I sunk back into the sofa, clutching the mug with both hands and mentally steeling myself. I sat upright and focused on the television. I would not fall asleep. I knew how ridiculous that sounds, because I was aware that sooner or later you either sleep or you die, but, like a wiry mule come to the end of its useful working life, I focused my remaining willpower on plodding forwards and delaying the inevitable. I didn’t even think about leaving. Why didn’t I think about leaving? Maybe it would have followed me, maybe it couldn’t have. It’s a grey area, a question mark, a scab to pick at. I was in its thrall, a Desdemona waiting to be smothered in her bridal sheets. I couldn’t remember the last time I had left the house. It must have been days, at least. Why hadn’t it occurred to me how strange that was? Why had nobody else noticed? I suppose they expected me to be there when they came home, just like the worn-out rug in the hallway.
I was staring into the pool. No, no, how could this have happened? I couldn’t remember dozing, I remembered watching teleshopping. By that time, I had switched to Coke because my teeth felt furry. I wanted to scream, to cry for help, but I couldn’t. I had to watch, forced into passivity. How did this happen? I should have run, smashed the mirror, taken Freya and Mabel and James and fled. Maybe James wouldn’t have come. I knew he was still sceptical, I knew he still thought it was me up to my old tricks again. The endearing, slightly shameful family nutter. Looking for attention, maybe? Lashing out after our move? I imagined him as an amateur psychologist, nestled in an armchair swirling a brandy and expounding on ‘trauma’ and ‘the subconscious’. My reflection stared back, cocked its head, reading my thoughts. Maybe it was me. Maybe I was it.
I couldn’t even close my eyes to blot out the arm reaching for me. I felt its slimy chill brush my cheek as it wound its fingers through my hair.
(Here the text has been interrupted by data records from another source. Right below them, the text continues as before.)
PR #259, opened 2022-08-02
Add shellcheck pre-commit hook

dhaus67:
## Description

Inspired by [this PR](https://github.com/stackrox/acs-fleet-manager/pull/257) which fixed some shellcheck issues. This will introduce the shellcheck hook, ensuring all our scripts adhere to the same standard.

## Test manual

```
pre-commit run shellcheck --all-files # should succeed
```


dhaus67:
* main
  * **PR #259** <a href="https://app.graphite.dev/github/pr/stackrox/acs-fleet-manager/259" target="_blank">Graphite</a>  👈

This comment was auto-generated by [Graphite](https://app.graphite.dev/github/pr/stackrox/acs-fleet-manager/259?utm_source=stack-comment).

mtesseract:
you can read my thoughts.

.githooks/pre-commit
```diff
@@ -17,7 +17,8 @@ staged_go_files=$(git diff --cached --name-only | grep ".go$" | awk -F/ '{print
 go_vet_results=""
 for file in $staged_go_files
 do
-    go_vet_results+=$(go vet ./${file}/... 2>&1 >/dev/null)
+    # shellcheck disable=SC3024
```
mtesseract, line 20: Couldn't you get (properly) rid of this by using `#!/usr/bin/env bash` as she-bang instead of POSIX `sh`?
Any reason to stick with `sh`?

dev/env/scripts/lib.sh
```diff
@@ -208,6 +210,7 @@ wait_for_resource_to_appear() {
 
     log "Waiting for ${kind}/${name} to be created in namespace ${namespace}"
 
+    # shellcheck disable=SC2034
     for i in $(seq "$seconds"); do
```
mtesseract, line 214: Wouldn't this be properly fixed by
```suggestion
    for _ in $(seq "$seconds"); do
```

dev/env/scripts/lib.sh
```diff
@@ -244,7 +247,7 @@ assemble_kubeconfig() {
     if [[ "$KUBECONF_CLUSTER_SERVER_OVERRIDE" == "true" ]]; then
         local server
         $KUBECTL delete pod alpine >/dev/null 2>&1 || true
-        server=$($KUBECTL run --rm -it alpine --quiet --image=alpine --restart=Never -- sh -c 'echo $KUBERNETES_SERVICE_HOST:$KUBERNETES_SERVICE_PORT' | tr -d '\r')
+        server=$($KUBECTL run --rm -it alpine --quiet --image=alpine --restart=Never -- sh -c "echo $KUBERNETES_SERVICE_HOST:$KUBERNETES_SERVICE_PORT" | tr -d '\r')
```
mtesseract, line 250: I think this is wrong. We need to interpolation within the pod, not outside?

mtesseract (changes requested):

scripts/fmcurl
```diff
@@ -14,4 +14,4 @@ shift
 # Normalize
 resource=$(echo "$resource" | sed -e 's/^\///;')
 
-curl -LH "Authorization: Bearer ${OCM_TOKEN}" http://localhost:8000/api/${resource} "$@" | jq .
+curl -LH "Authorization: Bearer ${OCM_TOKEN}" http://localhost:8000/api/"${resource}" "$@" | jq .
```
kovayur, line 17:
```suggestion
curl -LH "Authorization: Bearer ${OCM_TOKEN}" "http://localhost:8000/api/${resource}" "$@" | jq .
```

mtesseract:
@dhaus67 Shall we try to get this merged?

.githooks/pre-commit
dhaus67: No reason I'd be aware of - moved to bash.

dhaus67:
@mtesseract Yeah, sorry. Lost track on this PR after PTO

dev/env/scripts/lib.sh
mtesseract: I believe the current state of the code is wrong:
```
server=$($KUBECTL run --rm -it alpine --quiet --image=alpine --restart=Never -- sh -c echo $KUBERNETES_SERVICE_HOST:$KUBERNETES_SERVICE_PORT | tr -d '\r')
 ```
 
 We need the single quotes to prevent early interpolation.

mtesseract: I mean, as it was before?

dhaus67: this is awkward. now it should be the correct command again (as in before).

mtesseract (approved):

mtesseract:
🎉

PR #262, opened 2022-08-03
ROX-11987: Migrate admin API middleware to internal SSO

dhaus67:
## Description

This PR migrates the middleware used for the admin API to make use of the internal SSO (auth.redhat.com) based on the option decided within [this ADR](https://github.com/stackrox/architecture-decision-records/blob/main/managed_service/ADR-0011-fleet-manager-middleware-admin-api.md).

The PR will do the following:
- Add configuration options for the role middleware used by the admin API, allowing to configure the required groups for API access.
- Add the IAM config for the internal SSO, allowing to validate tokens issued by auth.redhat.com (and its staging counterpart).
- Add configuration files for the roles based on different environments (dev/stage & prod), as well as allowing auth.stage.redhat.com.

What's been done outside of this PR as administrative work:
- The existing rover group `acs-general-engineering`, which exists within both `rover.redhat.com/groups & rover.stage.redhat.com/groups`, was re-used to authorize access in dev / staging environments.
- The rover groups `acs-fleet-manager-admin-full, acs-fleet-manager-admin-write, acs-fleet-manager-admin-read` have been created, owners are `cgorman, ebenshet, aruklets, dhaus, syethadk, misberne` temporarily, as ownership will be moved to SREs later on.

What's not been done within this PR:
- Currently, testing can only be done limited. Fleet manager expects a token issued by auth.redhat.com, which is not as easy to get due to not having client credentials / offline tokens such as the ocm token. I'm currently asking around how to best test this and will create a follow-up which will most likely add an automated E2E test to the existing auth test suite.

## Test manual

```
# Create a static token which has the correct issuer (i.e. auth.redhat.com) and the correct realm_roles assigned based on the documentation under `docs/development/test-locally-static-token.md`

# Try and access the admin API via curl and the static token as bearer
curl -H "Authorization: Bearer ${static_token}" http://<fleet manager endpoint>:8000/api/rhacs/v1/admin/dinosaurs

# Check that the request is executed successfully
```


dhaus67:
* main
  * **PR #262** <a href="https://app.graphite.dev/github/pr/stackrox/acs-fleet-manager/262" target="_blank">Graphite</a>  👈

This comment was auto-generated by [Graphite](https://app.graphite.dev/github/pr/stackrox/acs-fleet-manager/262?utm_source=stack-comment).

akoserwal:
@dhaus67 For stage, are you planning to use auth stage as an issuer?

dhaus67:
@akoserwal yea, we have configured it within `config/additional-sso-issuers`. The rover groups within `config/role-authz-roles-dev` also include rover groups which are staging only.

akoserwal:
If we can use different groups but use auth prod only? wdyt?

dhaus67:
Hm, different groups can already be done - you can configure arbitrary amount of groups.
I just added the auth.stage.redhat.com in case we ever need it within staging - I don't have too strong of an opinion on it, if we don't deem it necessary we can also drop it 🤷

internal/dinosaur/pkg/routes/route_loader.go
```diff
@@ -54,6 +54,7 @@ type options struct {
 	AccessControlListMiddleware *acl.AccessControlListMiddleware
 	AccessControlListConfig     *acl.AccessControlListConfig
 	FleetShardAuthZConfig       *auth.FleetShardAuthZConfig
+	RoleAuthZConfig             *auth.RoleAuthZConfig
```
mtodor, line 57: Just a thought: Maybe it would be valuable to adjust the name of this variable to indicate that it's used for `admin` routes.
```suggestion
	AdminRoleAuthZConfig             *auth.AdminRoleAuthZConfig
```
That would pull a lot of configuration renaming. Including `pkg/auth/roles_authz.go` and options there, and so on. Middleware itself is ok because it's generic middleware that validates roles.

My main concern is that configurations are starting to be intertwined between admin/internal/customer API. And if you look at command options, it's hard to grasp what is used in the end for specific API authorization. It's not something we should tackle right now, but maybe we should consider some refactoring in the future.

mtodor (approved):
This looks nice! I've just added a few thoughts, nothing that changes functionality.

internal/dinosaur/pkg/routes/route_loader.go
dhaus67: I think it's worthwhile to do it within this PR, I've aligned the naming to the `fleetshard-authz` middleware, i.e. re-naming config files + flags.

PR #265, opened 2022-08-04
Disable admin password once sso.redhat.com auth provider is initialised

ivan-degtiarenko:
## Description
The goal is to disable admin-password generation(and thus login via admin/password in Central) after `sso.redhat.com` auth provider is created.
* auth provider should be created once
* admin-password can be disabled multiple times - idempotent change
The PR is done as part of https://issues.redhat.com/browse/ROX-11018

## Test manual

1. Deployed and created Central request to fleet-manager
2. Verified that:
* central is initialised
* `central-htpasswd` secret is deleted


fleetshard/pkg/central/reconciler/reconciler.go
```diff
@@ -63,7 +65,7 @@ func (r *CentralReconciler) Reconcile(ctx context.Context, remoteCentral private
 	remoteCentralName := remoteCentral.Metadata.Name
 	remoteCentralNamespace := remoteCentral.Metadata.Namespace
 
-	if !changed && !r.createAuthProvider && remoteCentral.RequestStatus == centralConstants.DinosaurRequestStatusReady.String() {
+	if !changed && r.authInitStatus == AuthInitCompleted && remoteCentral.RequestStatus == centralConstants.DinosaurRequestStatusReady.String() {
```
dhaus67, line 68: Should we factor those out into separate helper functions instead of big if's? We do something similar in the image enricher with enrichtment context, I think it might be worthwhile here to make the intent clear (also, if there's anything else we may add in the future which makes this more complex).

fleetshard/pkg/central/reconciler/init_auth_status.go
```diff
@@ -0,0 +1,17 @@
+package reconciler
+
+// AuthInitStatus represents state machine for auth initialisation in Managed Central.
+// There are two possible execution flows for this state machine:
+// CreateRhSso -> DisableAdminPassword -> AuthInitCompleted
+// or
+// AuthInitCompleted
+type AuthInitStatus int
```
dhaus67, line 8: nit: do you think its worthwhile to expose this? I don't see any other usages and not sure where it'd make sense.

dhaus67 (commented):
I assume the issue discussed in the slack thread w.r.t. the update has been resolved, right?

fleetshard/pkg/central/reconciler/init_auth_status.go
```diff
@@ -0,0 +1,17 @@
...
+
+const (
+	// CreateRhSso signals reconciler to create sso.redhat.com auth provider.
+	CreateRhSso AuthInitStatus = iota
```
SimonBaeumer, line 12:
```suggestion
	CreateRHSSOAuthStatus AuthInitStatus = iota
```

fleetshard/pkg/central/reconciler/reconciler.go
```diff
@@ -126,16 +131,22 @@ func (r *CentralReconciler) Reconcile(ctx context.Context, remoteCentral private
 		// TODO(create-ticket): implement update logic
 		glog.Infof("Update central %s/%s", central.GetNamespace(), central.GetName())
 
-		err = r.incrementCentralRevision(central)
+		err = r.incrementCentralRevision(&existingCentral)
 		if err != nil {
 			return nil, err
 		}
+		(&existingCentral).Spec = *central.Spec.DeepCopy()
```
misberner, line 138:
```suggestion
		existingCentral.Spec = *central.Spec.DeepCopy()
```

SimonBaeumer (dismissed):
Can you determine the necessary logic to setup the auth provider sequentially without a state machine?
A state machine adds a lot of complexity, especially if debugging a specific execution path.

Implementing it without a state machine could look like this:

 - Check if admin password is enabled -> create auth provider
 - Auth provider exists and admin password enabled -> disable admin password
 - Admin password disabled -> nothing to do

misberner (changes requested):
I think overall, this approach is not how a reconciler is supposed to work.

A reconciler has an input spec which gives rise to a desired state. The reconciler looks at the _actual_ state and performs changes to the effect that the actual state changes into the desired state.

A key concept is that the reconciler is, by itself, mostly stateless - the desired state should simply depend on the input spec, and the actions should only depend on the actual vs desired state. If we want any kind of stateful logic, this state has to be externalized to the actual (cluster) state, it cannot be kept in the in-memory state of the reconciler (what if the reconciler crashes and comes back up?)

I think this is, in part, already an issue with the existing code. Rather than having a `createAuthProvider` boolean field which is set to `false` after creation, the adequate setting should be `wantsAuthProvider` and should trigger the creation of an auth provider _if one does not yet exist_ (and if one exists with the wrong settings, fixes those).

I have no idea what would happen in the current code if the reconciler crashes and comes back up. Would it just try to create another auth provider with the same name and then fail? Would it always be stuck in `createAuthProvider == true`? In the current code, that might mean that while we set up the auth provider initially and then disable password generation, after a crash we would enable password generation again and it would remain enabled because we can't proceed past `CreateRhSso` due to creation failures.

dhaus67:
* main
  * **PR #265** <a href="https://app.graphite.dev/github/pr/stackrox/acs-fleet-manager/265" target="_blank">Graphite</a>  👈

This comment was auto-generated by [Graphite](https://app.graphite.dev/github/pr/stackrox/acs-fleet-manager/265?utm_source=stack-comment).

misberner (changes requested):

fleetshard/pkg/central/client/client.go
```diff
@@ -37,6 +38,18 @@ type AuthProviderResponse struct {
 	ID string `json:"id"`
 }
 
+// GetLoginAuthProviderResponse ...
```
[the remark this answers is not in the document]
dhaus67: Don't see why we wouldn't do this to be honest. I've changed it to use the respective proto definitions.

fleetshard/pkg/central/client/client.go
```diff
@@ -102,3 +140,26 @@ func (c *Client) SendAuthProviderRequest(ctx context.Context, authProviderReques
...
+	if err != nil {
+		return nil, errors.Wrap(err, "sending GetLoginAuthProviders request to central")
+	} else if !httputil.Is2xxStatusCode(resp.StatusCode) {
+		return nil, acsErrors.NewErrorFromHTTPStatusCode(resp.StatusCode, "failed to GetLoginAuthProviders from central %s/%s", c.central.Metadata.Namespace, c.central.Metadata.Name)
+	}
+
+	defer func() {
+		err := resp.Body.Close()
+		if err != nil {
+			glog.Warningf("Attempt to close GetLoginAuthProviders response failed: %s", err)
```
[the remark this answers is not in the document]
dhaus67: Used utils.IgnoreError (seems to be in line what we typically do within this code base / stackrox).

fleetshard/pkg/central/reconciler/init_auth.go
```diff
@@ -53,6 +57,50 @@ var (
...
+func isCentralReady(ctx context.Context, client ctrlClient.Client, central private.ManagedCentral) (bool, error) {
+	deployment := &appsv1.Deployment{}
+	err := client.Get(ctx,
+		ctrlClient.ObjectKey{Name: "central", Namespace: central.Metadata.Namespace},
+		deployment)
+	if err != nil {
+		if apiErrors.IsNotFound(err) {
+			return false, nil
+		}
+		return false, fmt.Errorf("retrieving central deployment resource from Kubernetes: %w", err)
```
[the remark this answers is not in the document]
dhaus67: Looking at other code, I'd say we use `errors.Wrap`, refactored it to use that.

fleetshard/pkg/central/client/client.go
```diff
@@ -49,56 +48,122 @@ func NewCentralClient(central private.ManagedCentral, address, pass string) *Cli
...
 }
 
-// SendGroupRequest ...
+func (c *Client) createRequest(ctx context.Context, requestMessage proto.Message, method, path string) (*http.Request, error) {
+	var body io.Reader
+	if requestMessage != nil {
+		marshaller := jsonpb.Marshaler{
+			EmitDefaults: true,
+			Indent:       "  ",
+		}
```
misberner, line 84:
```suggestion
		marshaller := jsonpb.Marshaler{}
```
we're talking to a machine, no need for redundant information and pretty formatting

fleetshard/pkg/central/client/client.go
```diff
@@ -49,56 +48,122 @@ func NewCentralClient(central private.ManagedCentral, address, pass string) *Cli
...
+		jsonString, err := marshaller.MarshalToString(requestMessage)
+		if err != nil {
+			return nil, errors.Wrap(err, "marshalling new request to central")
+		}
+		body = strings.NewReader(jsonString)
```
misberner, line 89:
```suggestion
		jsonBytes, err := marshaller.Marshal(requestMessage)
		if err != nil {
			return nil, errors.Wrap(err, "marshalling new request to central")
		}
		body = bytes.NewReader(jsonBytes)
```
no need for string here

fleetshard/pkg/central/client/client.go
```diff
@@ -49,56 +48,122 @@ func NewCentralClient(central private.ManagedCentral, address, pass string) *Cli
...
+		defer utils.IgnoreError(resp.Body.Close)
+	}
+
+	if !httputil.Is2xxStatusCode(resp.StatusCode) {
+		return nil, acsErrors.NewErrorFromHTTPStatusCode(resp.StatusCode,
+			"failed to create auth provider for central %s/%s",
+			c.central.Metadata.Namespace, c.central.Metadata.Name)
+	}
+
+	authProvider := &storage.AuthProvider{}
```
misberner, line 138: Please factor this out by:
1. rename `SendRequestToCentral` to `SendRequestToCentralRaw` (it might be useful eventually)
2. (re-)introduce `SendRequestToCentral` with an additional `responseOut proto.Message` parameter and returning a single `error` only. This method will call `SendRequestToCentralRaw`, and perform everything that this method does, only that it will not allocate a message in the highlighted line, but just use `responseOut`. If `responseOut` is `nil`, no unmarshaling should be performed (see below).

`SendAuthProviderRequest` then becomes:
```
func (c *Client) SendAuthProviderRequest(ctx context.Context, authProviderRequest *storage.AuthProvider) (*storage.AuthProvider, error) {
	var authProviderResponse storage.AuthProvider
	err := c.SendRequestToCentral(ctx, authProviderRequest, http.MethodPost, "/v1/authProviders", &authProviderResponse)
	if err != nil {
		return nil, err
	}
	return &authProviderResponse, nil
}
```

Gracefully handling `nil` `responseOut` arguments frees you from having to deal with closing response bodies for cases where you are not interested in them. For example:

```
func (c *Client) SendGroupRequest(ctx context.Context, groupRequest *storage.Group) error {
	resp, err := c.SendRequestToCentral(ctx, groupRequest, http.MethodPost, "/v1/groups", nil)
	if err != nil {
		return errors.Wrapf(err, "failed to create group for central %s/%s",
			c.central.Metadata.Namespace, c.central.Metadata.Name)
	}

	return nil
}
```

misberner (changes requested):

fleetshard/pkg/central/client/client.go
```diff
@@ -49,56 +47,115 @@ func NewCentralClient(central private.ManagedCentral, address, pass string) *Cli
...
+	responseMessage proto.Message) error {
+	resp, err := c.SendRequestToCentralRaw(ctx, requestMessage, method, path)
 	if err != nil {
-		return errors.Wrap(err, "sending new group to central")
+		return err
+	}
+
+	// Only required to close the response body if we plan on unmarshalling it. If no response message is set, we won't
+	// unmarshal and can hence skip closing the body.
+	if responseMessage != nil && resp.Body != nil {
```
misberner, line 90: I have no idea why my pending comment doesn't show up in review, but just in case it doesn't show up after submitting, please see my other comment regarding response body. This must always be closed.

misberner (approved):
Please fix the response body leak before merging

fleetshard/pkg/central/client/client.go
misberner: OK GItHub just dropped the pending comment altogether -.- response bodies must always be closed because otherwise we leak resources. And they are always non-`nil` if `err == nil`

dhaus67: Resolving in favor of the above comment.

fleetshard/pkg/central/client/client.go
```diff
@@ -49,56 +47,115 @@ func NewCentralClient(central private.ManagedCentral, address, pass string) *Cli
...
+// non-successful HTTP status code.
+func (c *Client) SendRequestToCentral(ctx context.Context, requestMessage proto.Message, method, path string,
+	responseMessage proto.Message) error {
+	resp, err := c.SendRequestToCentralRaw(ctx, requestMessage, method, path)
 	if err != nil {
-		return errors.Wrap(err, "sending new group to central")
+		return err
+	}
+
+	// Only required to close the response body if we plan on unmarshalling it. If no response message is set, we won't
```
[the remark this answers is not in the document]
dhaus67: Fixed this.

misberner (approved):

I didn’t resist when it pulled me downwards, it wouldn’t have made a difference. I was the object, I had lost the war. Well, you couldn’t really call it a war, more like a minor skirmish.
By the time I broke the surface of the water, I was almost curious about where it was all going. I had once heard that when you have a dream of falling off a cliff, if you don’t wake up just before you hit the ground you would die for real. Did that mean it’s possible to drown in a dream? It was probably just an old wive’s tale. But then again, maybe it wasn’t. Was there anyone alive who could verify that, yes, they had hit the ground under the cliff whilst dreaming and, yes, they had lived to tell the tale?
The water kissed me with its cold embrace. It felt thick, syrupy and strangely resistant. So I had been right all along. It reminded me of those quasi-scientific documentaries I had watched as a child where they had turned custard from a liquid into a solid by walking on it. So this was it. This was my ignominious end. I felt numb, fatalistic, and only slightly annoyed that it was gripping my hair far too hard. I could only see its arm, the water was that dark. What if it ripped some out?
I wish I could tell you that I’m still here, but I can’t. I see you from the other side. Of the mirror, that is. I don’t think I’m dead. Maybe this is worse than being dead. The glass won’t break. I see you both come downstairs in the morning, put on your shoes, go to school and work. I see the thing that is and isn’t me follow you downstairs in the morning, make your sandwiches, feed the dog. I see her drift around the house. I wonder if you sleep with her. I wonder if she smells weird. I don’t think she does any work, because I never see her with the laptop. She’s the only one who looks at me, who sees me at all. She smiles at me as if she’s grateful that I took her place. It must be so liberating for her, like a veal calf let out of the crate, blinking into the sunlight. Maybe she’s not me, after all. Maybe she’s something else entirely. Or maybe I’m not me. I wonder if you’ll notice.